История Акиры Ватанабе, записанная на магнитофоне (для учительницы), напечатанная на компьютере, розданная каждому из нас и прочитанная молодым японским математиком вслух, была необычной, короткой и трагической. Она была даже слишком короткой, чтобы вполне соответствовать жанру true story. Скорее, это была краткая исповедь. Акира назвал свою true story «Как и почему я навсегда ушел из дома». Начал он примерно с такой фразы: «В двадцатидвухлетнем возрасте я окончательно осознал, что не люблю ни мать, ни сестру. И ненавижу отца. Я не мог больше оставаться с ними в одном доме. И ушел навсегда. Вот почему…» Акира родился нежеланным ребенком в семье, принадлежавшей к старинному самурайскому роду. Все мальчики в их роду сызмальства готовились к военной службе. Это было единственное достойное занятие для мужчины-самурая. Война закончилась поражением Японии. Нечего было и мечтать о военной карьере. А если это так, зачем рождаться сыну, думал отец Акиры, поглядывая на беременную жену. Назло, вопреки желанию отца родился мальчик. Отец не обращал на него внимания. Старшая сестра никогда не играла с Акирой, а мать наполняла его мисочку последней. Так повелось с младенчества, протянулось через детство, дошло до последних классов школы и перекинулось на студенческие годы в колледже. Акира приходил домой после занятий. Никто не обращал на него внимания, не спрашивал, как дела, что нового или, в конце концов, не промок ли он под проливным дождем? Не продрог ли от студеного океанского ветра? Не проголодался ли за долгий день в колледже? Отец читал газету. Мать стряпала. Сестра собиралась к подруге на вечеринку. Акира разогревал еду. Кормил золотых рыбок в аквариуме. Смотрел, что попадется (лишь бы сбросить бремя одиночества!), по телевизору. Шел заниматься в свою комнату. Он закончил колледж. Его приняли в аспирантуру в Киотский университет. Осенью перед отъездом в Киото он попрощался с родителями и сестрой, сказав им, что уезжает навсегда.

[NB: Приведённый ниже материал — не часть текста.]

PR #682, opened 2020-04-11
Adding support for the great suspender extension

intika:
Adding support for the great suspender extension (klbibkeccnjlkjkiokjodocebajanakg)

When automatic feature is enabled cookie are deleted for suspended tab as well which should not be the case, this PR fix it.

### DIFF
--- a/src/services/Libs.ts
+++ b/src/services/Libs.ts
@@ -19,13 +19,24 @@ export const getHostname = (urlToGetHostName: string | undefined) => {
   if (!urlToGetHostName) {
     return '';
   }
-  try {
-    // Strip "www." if the URL starts with it.
-    const hostname = new URL(urlToGetHostName).hostname.replace(
+  try { 
+ 	// Adding support for the great suspender extension (klbibkeccnjlkjkiokjodocebajanakg)
+	 if (new URL(urlToGetHostName).hostname == 'klbibkeccnjlkjkiokjodocebajanakg') {
+	   const hostnameSuspenderExt = urlToGetHostName.replace(
+      /^chrome-extension:\/\/klbibkeccnjlkjkiokjodocebajanakg.*uri=/,
+      '',
+      );
+		  return new URL(hostnameSuspenderExt).hostname.replace(
       /^www[a-z0-9]?\./,
       '',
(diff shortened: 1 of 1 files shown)


intika:
Closing this PR... feel free to reopen/use/merge it if the fix suit your requirement.

kennethtran93:
Thanks for your contribution.  It would certainly be a first for this extension to include checks for third-party extensions.  

However there are other ways of keeping cookies by using grey list for the ones that you want to keep until at least the browser restarts, or white list if you want to keep them forever.    Since the tab would have been an active one then you could try to make it part of your checks to either grey list or white list the domain from the popup.  

To undo the clearing of cookies, you must have already enabled the 'Enable Cleanup Log and Counter' option.  This would only affect future cleanups.

To make it a more global item, perhaps an option could be implemented such that if it detects that the tab is an internal / webextension URL, then check the entire URL for an actual http/https domain and go from there.

Thoughts?

intika:
> To make it a more global item, perhaps an option could be implemented such that if it detects that the tab is an internal / webextension URL, then check the entire URL for an actual http/https domain and go from there.

Yes this would probably make it compatible with more extension then just "the great suspender" but extracting (guessing) the domain url with regex may probably not work all the time as each extension do the work differently.

This feature may come handy if it's implemented with an option on the settings, but i think that most great applications/extensions does keep the settings to minimum for efficiency and simplicity. 

When the "auto clean" feature is enabled the rule is simple, "keep cookies only for opened tabs" (i guess so), so if i have a suspended tab that is still open i would keep its cookie... (suspending tabs is just useful to speedup the browser, when a multitude of tabs are opened)... Gray list feature in this case require additional manipulation for suspended tabs and thus we kind a loose the "auto" thing...

I like your extension a lot as it's the only one that is truly working (chrome)... i use to have my own extension for the matter especially for Firefox... i switched to yours because i have a limited time for this task, and if i can contribute, why not ;)

Anyway, bottom line, the outcome here (at least for me) was to have it working with my config... i guess that an advanced/good implementation would be the same with just a different regex to extract any domain from any extension like tab (chrome-extension://)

Была весна. Конец апреля. Вокруг университетских строений цвели вишни. Мы договорились с Акирой выпить по чашке кофе. «Дерево цветущей вишни — это символ жизни мужчины. Обрубленные ветки вишни — смерть мужчины. Как харакири. Знаете, самураи были военной аристократией Японии. Замки их были окружены цветущими вишнями», — сказал Акира. Я пошутил: «Чеховский „Вишневый сад“». «О, это сущая правда! — воскликнул Акира. — Японцы любят Чехова».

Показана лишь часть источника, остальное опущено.